Lamentablemente para los guatemaltecos y sobre todo para quienes ahora viven una pesadilla, el Gobierno no parece dar muestras de comprender la magnitud del problema, ni mucho menos se perciben señales de querer afrontar semejante reto de manera responsable, pues debieron transcurrir cuatro días para que finalmente se agilizara la solicitud formal de ayuda internacional, lo cual acrecentó el desconcierto, por ser esta una crisis que, en estricto sentido, está muy focalizada en un sector reducido.

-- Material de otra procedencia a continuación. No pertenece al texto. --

PR #148, opened 2024-06-11
Address gas estimate too low in tests when multiple test NFT are being minted in one block by incrementing the nonce properly

brianathere:
…

### DIFF
--- a/packages/web3/src/TestGatingNFT.ts
+++ b/packages/web3/src/TestGatingNFT.ts
@@ -189,14 +189,16 @@ export async function publicMint(nftName: string, toAddress: `0x${string}`) {
     try {
         const currentNonce = await client.getTransactionCount({ address: address })
 
-        const estimatedGas = await client.estimateContractGas({
-            address: contractAddress,
-            abi: MockERC721a.abi,
-            functionName: 'mint',
-            args: [toAddress, 1n],
-            account: address,
-            nonce: currentNonce,
-        })
+        const estimatedGas = (
+            await client.estimateContractGas({
+                address: contractAddress,
+                abi: MockERC721a.abi,
+                functionName: 'mint',
+                args: [toAddress, 1n],
+                account: address,
+                nonce: currentNonce,
+            })
+        ).valueOf()
 
         nftReceipt = await client.writeContract({
             address: contractAddress,
@@ -205,7 +207,7 @@ export async function publicMint(nftName: string, toAddress: `0x${string}`) {
             args: [toAddress, 1n],
             account: address,
             nonce: currentNonce,
-            gasPrice: estimatedGas + BigInt(1e9), // 1 Gwei for cover any increases between estimation and execution
+            gasPrice: (estimatedGas + BigInt(1e9)).valueOf(), // 1 Gwei for cover any increases between estimation and execution
         })
     } finally {
         publicMintMutex.unlock()
--- a/packages/web3/src/TestGatingNFT.ts
+++ b/packages/web3/src/TestGatingNFT.ts
@@ -6,7 +6,6 @@ import MockERC721a from './MockERC721A'
 import { keccak256 } from 'viem/utils'
 
 import { dlogger } from '@river-build/dlog'
-import { log } from 'console'
 
 const logger = dlogger('csb:TestGatingNFT')
 
--- a/packages/web3/src/TestGatingNFT.ts
+++ b/packages/web3/src/TestGatingNFT.ts
@@ -3,7 +3,9 @@ import { foundry } from 'viem/chains'
 
 import MockERC721a from './MockERC721A'
 
-import { keccak256 } from 'viem/utils'
+import { keccak256, parseEther } from 'viem/utils'
+import { privateKeyToAccount, generatePrivateKey } from 'viem/accounts'
+
 import { dlogger } from '@river-build/dlog'
 
 const logger = dlogger('csb:TestGatingNFT')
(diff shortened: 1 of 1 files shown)


texuf (approved):
1) why is the test client re-using the same private key between transactions?
2) this won't prevent conflicts that are happening between node processes. I think by default the tests run 4 right?

texuf:
did this cause the 
```
    TypeError: Do not know how to serialize a BigInt
        at stringify (<anonymous>)
```
or is that something else?

brianathere:
> did this cause the
> 
> ```
>     TypeError: Do not know how to serialize a BigInt
>         at stringify (<anonymous>)
> ```
> 
> or is that something else?

I believe this change caused this, I'm now debugging locally.

brianathere:
> 1. why is the test client re-using the same private key between transactions?
> 2. this won't prevent conflicts that are happening between node processes. I think by default the tests run 4 right?

I believe the client uses the default anvil test wallets when running, so it creating a test client uses the same wallet.

Excellent point about multi node, that is still a risk, but a smaller one.

Early on I had each node process creating a set of wallets to avoid that, using worker to generate them in parallel, but I believe you removed that and we defaulted back to the test wallets. I can look at re-introducing that, or using some form of nodeJS interprocess sharing to fix this, but for now I'll accept this risk.

This change addresses the coordinated race where a single test wants to mint multiple NFT all at once to test a multi NFT scenario.

texuf:
> > 1. why is the test client re-using the same private key between transactions?
> > 2. this won't prevent conflicts that are happening between node processes. I think by default the tests run 4 right?
> 
> I believe the client uses the default anvil test wallets when running, so it creating a test client uses the same wallet.
> 
> Excellent point about multi node, that is still a risk, but a smaller one.
> 
> Early on I had each node process creating a set of wallets to avoid that, using worker to generate them in parallel, but I believe you removed that and we defaulted back to the test wallets. I can look at re-introducing that, or using some form of nodeJS interprocess sharing to fix this, but for now I'll accept this risk.
> 
> This change addresses the coordinated race where a single test wants to mint multiple NFT all at once to test a multi NFT scenario.

Instead of doing all this mutex stuff you can pass a privateKey to the "account" property of the createTextClient https://viem.sh/docs/clients/test.html#account-optional (I looked for this a month ago and couldn't find it) This convo helped.

brianathere:
> > > 1. why is the test client re-using the same private key between transactions?
> > > 2. this won't prevent conflicts that are happening between node processes. I think by default the tests run 4 right?
> > 
> > 
> > I believe the client uses the default anvil test wallets when running, so it creating a test client uses the same wallet.
> > Excellent point about multi node, that is still a risk, but a smaller one.
> > Early on I had each node process creating a set of wallets to avoid that, using worker to generate them in parallel, but I believe you removed that and we defaulted back to the test wallets. I can look at re-introducing that, or using some form of nodeJS interprocess sharing to fix this, but for now I'll accept this risk.
> > This change addresses the coordinated race where a single test wants to mint multiple NFT all at once to test a multi NFT scenario.
> 
> Instead of doing all this mutex stuff you can pass a privateKey to the "account" property of the createTestClient https://viem.sh/docs/clients/test.html#account-optional (I looked for this a month ago and couldn't find it) This convo helped.

Creating private keys is expensive, though there's probably a way to make it fast. That's why I was doing it in parallel early on, it definitely goes faster with more CPU.

texuf:
> > > > 1. why is the test client re-using the same private key between transactions?
> > > > 2. this won't prevent conflicts that are happening between node processes. I think by default the tests run 4 right?
> > > 
> > > 
> > > I believe the client uses the default anvil test wallets when running, so it creating a test client uses the same wallet.
> > > Excellent point about multi node, that is still a risk, but a smaller one.
> > > Early on I had each node process creating a set of wallets to avoid that, using worker to generate them in parallel, but I believe you removed that and we defaulted back to the test wallets. I can look at re-introducing that, or using some form of nodeJS interprocess sharing to fix this, but for now I'll accept this risk.
> > > This change addresses the coordinated race where a single test wants to mint multiple NFT all at once to test a multi NFT scenario.
> > 
> > 
> > Instead of doing all this mutex stuff you can pass a privateKey to the "account" property of the createTestClient https://viem.sh/docs/clients/test.html#account-optional (I looked for this a month ago and couldn't find it) This convo helped.
> 
> Creating private keys is expensive, though there's probably a way to make it fast. That's why I was doing it in parallel early on, it definitely goes faster with more CPU.

It’s test code that isn’t called very often and we’re already making multiple new ethers Wallet calls per user anyway, one more will not be a performance issue, and it will work across multiple processes

brianathere:
> > > > > 1. why is the test client re-using the same private key between transactions?
> 
> > > > > 2. this won't prevent conflicts that are happening between node processes. I think by default the tests run 4 right?
> 
> > > > 
> 
> > > > 
> 
> > > > I believe the client uses the default anvil test wallets when running, so it creating a test client uses the same wallet.
> 
> > > > Excellent point about multi node, that is still a risk, but a smaller one.
> 
> > > > Early on I had each node process creating a set of wallets to avoid that, using worker to generate them in parallel, but I believe you removed that and we defaulted back to the test wallets. I can look at re-introducing that, or using some form of nodeJS interprocess sharing to fix this, but for now I'll accept this risk.
> 
> > > > This change addresses the coordinated race where a single test wants to mint multiple NFT all at once to test a multi NFT scenario.
> 
> > > 
> 
> > > 
> 
> > > Instead of doing all this mutex stuff you can pass a privateKey to the "account" property of the createTestClient https://viem.sh/docs/clients/test.html#account-optional (I looked for this a month ago and couldn't find it) This convo helped.
> 
> > 
> 
> > Creating private keys is expensive, though there's probably a way to make it fast. That's why I was doing it in parallel early on, it definitely goes faster with more CPU.
> 
> 
> 
> It’s test code that isn’t called very often and we’re already making multiple new ethers Wallet calls per user anyway, one more will not be a performance issue, and it will work across multiple processes

After finding more nonce issues, I'm convinced.

It kills me though how slow our tests are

Ni siquiera la Superintendencia de Administración Tributaria tuvo la capacidad para convencer a la flamante canciller guatemalteca de abrir las puertas a la solidaridad internacional y desde Estados Unidos y otros países debieron alzarse voces de alarma para denunciar la parsimonia gubernamental. Aun cuando ya se había flexibilizado la burocracia, esta misma institución frenó durante varias horas la ayuda proveniente de los hermanos salvadoreños.

Es inevitable pensar que las precariedades de la gestión de Morales no han cesado de aumentar desde que ganó las elecciones, y lejos de darle cumplimiento a uno de sus deseos, de rodearse de gente inteligente, ha hecho lo contrario y junto a quienes lo han instrumentalizado ha copado importantes entidades con gente incapaz para cumplir con las obligaciones que los cargos demandan.

Conred es el caso más patético, cuya cúpula es el mejor ejemplo de cómo, en poco tiempo, se puede atrofiar el desempeño de una oficina, que en un país como el nuestro debería ser de máxima prioridad, con un mínimo de conocimientos específicos para lidiar con el problema de la vulnerabilidad climática nacional. Ya estamos entre las cinco naciones más vulnerables del mundo a los desastres ambientales y Morales no ha mostrado la menor preocupación al respecto.

Esta crisis ambiental, la primera de este gobierno, ha sido suficiente para desnudar la incapacidad, el clientelismo y la irresponsabilidad en la designación de funcionarios que no reúnen las cualidades indispensables para comprender lo que es vivir en un territorio vulnerable.